▶ Required work: The required output is the complete data, repeated without alteration.

▶ Record excerpts:
PR #11595, opened 2018-07-19
feat(@angular-devkit/core): support both 'targets' and 'architect' keys in workspace

filipesilva:


hansl:
Instead of doing `if`/`else` everywhere, is it simpler to rename the property when we load the file? Am I missing something?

▶ Answer:
PR #11595, opened 2018-07-19
feat(@angular-devkit/core): support both 'targets' and 'architect' keys in workspace

filipesilva:


hansl:
Instead of doing `if`/`else` everywhere, is it simpler to rename the property when we load the file? Am I missing something?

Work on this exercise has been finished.